● WHAT TO WORK ON
There is a line containing "(diff shortened: 1 of 4 files shown)" in the entries below. Repeat that line and every line after it exactly, and nothing more.

● DATA TO PROCESS
PR #7983, opened 2025-03-02
NCIGS changes

NBKelly:
I made it so that instead of passing a fn in like:
```Clojure
{:effect ...
 :no-change-in-game-state (req ...)}
```

we instead pass in a map like
```Clojure
{:effect ...
 :no-change-in-game-state {:req (req ...)
                           :silent [truthy|nil]}}
```

I updated every ncigs reference in our code for this.

I'm going to go through and do ncigs changes on the other cards over the coming weeks.

Essentially the breakdown is as follows:
* You are allowed to play abilities that do nothing for the sole sake of burning currency
* Abilities that refer to the `ice being encountered` still require the ice to be encountered

- [x] Ice (make subroutines feel nicer to use)
- [X] Operations (done prior)
- [x] Identities
- [x] Assets
- [x] Upgrades
- [x] Agendas
- [x] Hardware
- [X] Events (done prior)
- [x] Resources
- [x] Programs (note the ice encountered rule)
- [x] Fix unit tests where card behaviour has changed (ie simulchip)

Along the way I've been fixing a few things:
* Data mine had a weird async issue, same for special offer
* Border control ability did not enforce it's condition
* The fairchildren ice wont bother you if you can't afford *either* option
* Watchtower shuffles if you cancel
* I made a few ice use our pre-defined subs instead of rewriting them
* Mamba can only be used during a run
* Hades Shard is automated now
* Ampere lives in it's alphabetical spot in the identities file now instead of down by N
* You can use SMC during signal jamming just to shuffle if you like

This has to wait for a month or two to go out, but it's "Done" for then.

### DIFF
--- a/src/clj/game/core/engine.clj
+++ b/src/clj/game/core/engine.clj
@@ -324,10 +324,12 @@
 
 (defn do-nothing
   "Does nothing (loudly)"
-  [state side eid ability card]
-  (when-not (get-in ability [:change-in-game-state :silent])
-    (system-msg state side (str "uses " (:title card) " to do nothing")))
-  (effect-completed state side eid))
+  ([state side eid ability card] (do-nothing state side eid ability card nil))
+  ([state side eid ability card payment-str]
+   (when-not (get-in ability [:change-in-game-state :silent])
+     (print-msg state side (assoc ability :msg "do nothing") card [] payment-str))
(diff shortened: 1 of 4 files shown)


NBKelly:
I ended up rolling this into the elevation changes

● RESULT BELOW
(diff shortened: 1 of 4 files shown)


NBKelly:
I ended up rolling this into the elevation changes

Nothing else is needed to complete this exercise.